Microsoft has officially confirmed that the company is launching its Xbox mobile game store on Android and iOS in July, and it will be bringing Candy Crush, Minecraft, and more along with it.
As a part of the Bloomberg Technology Summit today, Microsoft’s Sarah Bond, the company’s president of Xbox, confirmed that its mobile game store is launching in July. Microsoft has been talking about its plans to create an alternative game store to Apple’s App Store and Google’s Play Store for a while now, but this is the first time a firm date has been attached.
Beyond that, Bond also confirmed that the Xbox game store for mobile won’t be launching as a native app.
Rather, the store will “start on the web.” This allows Microsoft to distribute the store worldwide on “all devices.” Technically, the company would be able to launch its own app store on Android in any part of the globe, but iOS is another story. The EU has forced Apple to open up iOS to third-party app stores (despite Apple making that as difficult and unappealing as possible), but Apple only allows that in the EU. So by launching on the web, Microsoft can distribute its store globally on iOS.
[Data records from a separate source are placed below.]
Issue #291, opened 2013-05-10
Use stuff in pylearn2.datasets.exc to make skippable unit tests for datasets


goodfeli:
In particular, should test FoveatedNORB. It was broken when I wanted to use it this week.

- [x] Avicenna
- [x] cifar100
- [x] CosDatast
- [x] NORBSmall
- [x] FoveatedNorb
- [x] MNISTPlus
- [x] hepatitis
- [x] icml07
- [x] iris
- [x] ocr
- [x] retina
- [x] stl10
- [ ] svhn (Mehdi)

lamblin:
@memimo Can you check the checkboxes for the datasets that have tests?

memimo:
I'm closing this ticket, since SVHN is dependent on the new hdf5 format or possibly fuel.

PR #1355, opened 2015-01-19
Add unit tests

kelvinxu:
@memimo Initialial tests for retina pending comment.

### DIFF
--- a/pylearn2/datasets/tests/test_retina.py
+++ b/pylearn2/datasets/tests/test_retina.py
@@ -1,0 +1,81 @@
+"""
+Tests for ../retina.py
+"""
+import numpy as np
+
+from pylearn2.utils import as_floatX
+from pylearn2.datasets import dense_design_matrix
+from pylearn2.datasets.retina import (foveate_channel,
+                                      defoveate_channel,
+                                      get_encoded_size,
+                                      encode,
+                                      decode,
+                                      RetinaEncodingBlock,
+                                      RetinaDecodingBlock,
+                                      RetinaCodingViewConverter
+                                      )
+
+
+class test_retina():
+    """
+    Parameters
+    ----------
+    None
+
+    Notes
+    -----
+    Testing class that checks retina preprocessing functions
+    """
+
+    def test_transform(self):
+        """
+        This runs tests on the foveate/defoveate channel
+        process for different sizes of input
+        """
+        # square input
+        image = np.random.randn(1, 20, 20)
+        rings = [5, 2]
+        encoded_size = get_encoded_size(image.shape[1], image.shape[2], rings)
+        assert encoded_size == 64, "Different from  previously computed value"
+        self.foveate_defoveate_channel(image, rings, encoded_size)
+
+        # non-square input
+        rec_image = np.random.randn(1, 70, 42)
+        rec_rings = [7, 4, 2]
+        rec_encoded_size = get_encoded_size(rec_image.shape[1],
+                                            rec_image.shape[2], rec_rings)
+        assert encoded_size == 64, "Different from  previously computed value"
+        self.foveate_defoveate_channel(rec_image, rec_rings,
+                                       rec_encoded_size)
+
+    def foveate_defoveate_channel(self, image, rings, encoded_size, bs=1):
+        """
+        Helper function
+
+        Here we foveate the image, which reduces the quality of the rings
+        Defoveate it back into the original image, and see if we
+        once again refoveate whether it returns to the original image
+        """
+        output = np.zeros((bs, encoded_size))
+        foveate_channel(image, rings, output, 0)
+        defoveate_channel(image, rings, output, 0)
+        refoveated_output = np.zeros((bs, encoded_size))
+        foveate_channel(image, rings, refoveated_output, 0)
+        np.testing.assert_allclose(refoveated_output, output)
+
+    def test_encode_decode(self):
+        """
+        Try to encode and decode to get back the same value
+        """
+        topo_X = np.random.randn(1, 20, 25, 5)
+        rings = [5]
+        output = encode(topo_X, rings)
+        reconstruct = decode(output, (20, 25, 5), [5])
+        np.testing.assert_allclose(encode(reconstruct, rings), output)
+
+    def test_RetinaCodingViewConverter(self):
+        """
+        Test to see if the RetinaCodingViewConverter loads using the
+        typically shape in ../norb_small.py
+        """
+        view_converter = RetinaCodingViewConverter((96, 96, 2), (8, 4, 2, 2))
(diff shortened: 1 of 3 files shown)


memimo:
thx, I think, this the right way to go and you can finish the rest.

kelvinxu:
added the note that I mentioned and split out another test.

kelvinxu:
added the note that I mentioned and split out another test.

kelvinxu:
added the note that I mentioned and split out another test.

memimo:
Look good. One last change! Could you put TODO in the note section, so it would be easy later to take another look at it. Will merge after..

kelvinxu:
Added the note section

kelvinxu:
Added the note section

pylearn2/datasets/tests/test_retina.py
```diff
@@ -0,0 +1,79 @@
...
+    -----
+    Testing class that checks retina preprocessing functions
+    """
+    def test_foveate_channel(self):
+        """
+        Foveate_channel implicitly tests downsample_ring and downsample_rect
+        """
+        img = np.array([[[0.51507119, 0.71686988], [0.62864236, 0.75365718]]])
+        output = np.zeros((1, 4))
+        foveate_channel(img, [2, 3], output, 0)
```
lamblin: These values do not make sense: the image should be at least larger than twice the sum of the ring sizes, and the subsampling factors should divide the size of the image being subsampled.
You can check that by calling get_encoded_size, which will raise an exception in that case.
Also, calling get_encoded_size will give you the right shape to give to output.
Also try with non-squared images, and with random values, if possible.

pylearn2/datasets/tests/test_retina.py
```diff
@@ -0,0 +1,79 @@
...
+        """
+        assert get_encoded_size(4, 12, [2]) == 12
+
+    def test_encode(self):
+        """
+        Test encode method
+        """
+        test_input = np.array([[[[0, 0], [1, 1]]]])
+        np.testing.assert_array_equal(encode(test_input, [1]),
+                                      np.array([[0., 1., 0., 1.]]))
```
lamblin: The input has to be (batch, rows, cols, chans), so here it means that the image size is (1, 2), which is too small for a ring of 1, I think.
To make sure these make sense, you could use the same shape as for foveated norb: width=height=96, 2 channels, rings are [8, 4, 2, 2].

pylearn2/datasets/tests/test_retina.py
```diff
@@ -0,0 +1,79 @@
...
+
+    def test_decode(self):
+        """
+        .. note::
+            It is ambiguous what this function is suppose to do based
+            on the documentation, so it is missing a test for now.
+            Testing it would also test defoveate_channel/restore_ring/
+            restore rec.
```
lamblin: What is ambiguous? I think it is supposed to transform the encoded data back in the original format, what else do you think it should do?
However, it may be broken at the moment, I'm having a look.

lamblin: So, it works for 96x96 images, but not for other sizes.
The reason is that there is still a "96" hardcoded in retina.py on line 236, it should be "img_w" instead.

With that fix, you can write a test where you sample a random encoded representation, then decode and encode it, and check that you recover (almost) the original random matrix.

pylearn2/datasets/tests/test_retina.py
```diff
@@ -0,0 +1,79 @@
...
+        """
+        Test to see if the RetinaCodingViewConverter loads
+        """
+        view_converter = RetinaCodingViewConverter((96, 96, 2), (8, 4, 2, 2))
+
+    def test_RetinaDecodingBlock(self):
+        """
+        Test to see if the RetinaDecodingBlock loads
+        """
+        decoding_block = RetinaDecodingBlock((1, 2, 3, 4), (4, 5, 6, 7))
```
lamblin: These numbers do not make any sense together, so if some input validation is added later, it would make the test fail.

kelvinxu:
fixing now.

pylearn2/datasets/tests/test_retina.py
kelvinxu: So there are quite a lot of comments. In fairness, not a lot it was necessarily obvious from the documentation. But I'm glad you pointed it out so it can be done properly.

kelvinxu:
Seems to be passing the tests, let me know if there are more comments.

pylearn2/datasets/tests/test_retina.py
```diff
@@ -0,0 +1,96 @@
...
+        defoveate_channel(image, rings, output, 0)
+        refoveated_output = np.zeros((bs, encoded_size))
+        foveate_channel(image, rings, refoveated_output, 0)
+        np.testing.assert_allclose(refoveated_output, output)
+
+    def test_encode_decode(self):
+        """
+        Try to encode and decode to get back the same value
+        """
+        topo_X = np.random.randn(1, 20, 25, 5)
```
lamblin: Can you change the batch size here, so it gets tested for a value greater than 1?

pylearn2/datasets/tests/test_retina.py
```diff
@@ -0,0 +1,96 @@
...
+        rings = [5]
+        output = encode(topo_X, rings)
+        reconstruct = decode(output, (20, 25, 5), [5])
```
lamblin: Use `rings` as an argument here, instead of copying `[5]`.

pylearn2/datasets/tests/test_retina.py
```diff
@@ -0,0 +1,96 @@
...
+        np.testing.assert_allclose(encode(reconstruct, rings), output)
+
+    def test_RetinaCodingViewConverter(self):
+        """
+        Test to see if the RetinaCodingViewConverter loads using the
+        typically shape in ../norb_small.py
+        """
+        view_converter = RetinaCodingViewConverter((96, 96, 2), (8, 4, 2, 2))
```
lamblin: It looks like the tests are not finished:
- The `RetinaCodingViewConverter` should be tested on data, like the docstring says it does
- both `design_mat_to_topo_view` and `topo_view_to_design_mat` should be tested, and check that they invert each other.

pylearn2/datasets/tests/test_retina.py
kelvinxu: If you put in rings that don't make sense, it will break the test though?

kelvinxu:
all changed.

memimo:
#291

pylearn2/datasets/tests/test_retina.py
lamblin: OK, thanks.

pylearn2/datasets/tests/test_retina.py
lamblin: Can you please test with a batch size other than 1?

lamblin: That had actually been done in `test_transform`.

lamblin:
Great, thanks!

That said, it’s unclear how these games will be distributed via the web. iOS also now supports sideloading, but again, only in the EU. It seems very like that cloud gaming could play a role.
Bond explained:
In July, we are going to be launching our mobile store experience. We’re going to start, actually, by bringing our own first-party portfolio to that. So you’re going to see games like Candy Crush show up in that experience, games like Minecraft. And then we’re going to extend that capability to partners so that they can take advantage of it and have a true cross-platform gaming-centric mobile experience.
We’re going to start on the web, and we’re doing that because that really allows us to have it be an experience that’s accessible across all devices, all countries, no matter what, independent of the policies of, you know, closed ecosystem stores. And then we’re going to extend from there.
The eventual goal, it seems, is to offer a true store alternative to Apple and Google’s offerings, complete with third-party support, but it seems that’s still a ways off.